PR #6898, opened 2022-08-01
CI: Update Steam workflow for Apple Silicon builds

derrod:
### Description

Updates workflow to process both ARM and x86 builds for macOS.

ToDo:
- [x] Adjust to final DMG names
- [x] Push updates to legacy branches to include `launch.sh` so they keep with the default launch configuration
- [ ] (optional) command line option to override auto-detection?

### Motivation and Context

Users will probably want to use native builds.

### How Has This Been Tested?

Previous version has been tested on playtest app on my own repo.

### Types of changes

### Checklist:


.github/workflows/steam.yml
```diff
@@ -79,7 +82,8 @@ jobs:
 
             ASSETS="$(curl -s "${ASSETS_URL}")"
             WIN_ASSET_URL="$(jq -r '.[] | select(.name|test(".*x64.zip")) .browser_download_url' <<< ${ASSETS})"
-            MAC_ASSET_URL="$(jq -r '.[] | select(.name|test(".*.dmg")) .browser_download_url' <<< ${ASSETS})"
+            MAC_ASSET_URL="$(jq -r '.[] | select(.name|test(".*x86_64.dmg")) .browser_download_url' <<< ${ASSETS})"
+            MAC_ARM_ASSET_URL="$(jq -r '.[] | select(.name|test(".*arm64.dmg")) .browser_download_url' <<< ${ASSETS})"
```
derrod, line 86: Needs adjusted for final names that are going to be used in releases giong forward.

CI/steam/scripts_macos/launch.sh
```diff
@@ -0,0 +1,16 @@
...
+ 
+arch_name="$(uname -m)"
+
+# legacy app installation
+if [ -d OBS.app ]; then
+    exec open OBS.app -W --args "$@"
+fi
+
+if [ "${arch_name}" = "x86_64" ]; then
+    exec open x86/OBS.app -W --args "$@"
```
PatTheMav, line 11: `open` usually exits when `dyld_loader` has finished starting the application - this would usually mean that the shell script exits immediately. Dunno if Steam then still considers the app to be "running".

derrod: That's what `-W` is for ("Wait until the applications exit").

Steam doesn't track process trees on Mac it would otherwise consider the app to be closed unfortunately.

◇ ◇ ◇ ◇ ◇

Assigned task — Word for word, return the lines from the one holding "usually exits when" through the end of the entries above.

Answer to the problem —
PatTheMav, line 11: `open` usually exits when `dyld_loader` has finished starting the application - this would usually mean that the shell script exits immediately. Dunno if Steam then still considers the app to be "running".

derrod: That's what `-W` is for ("Wait until the applications exit").

Steam doesn't track process trees on Mac it would otherwise consider the app to be closed unfortunately.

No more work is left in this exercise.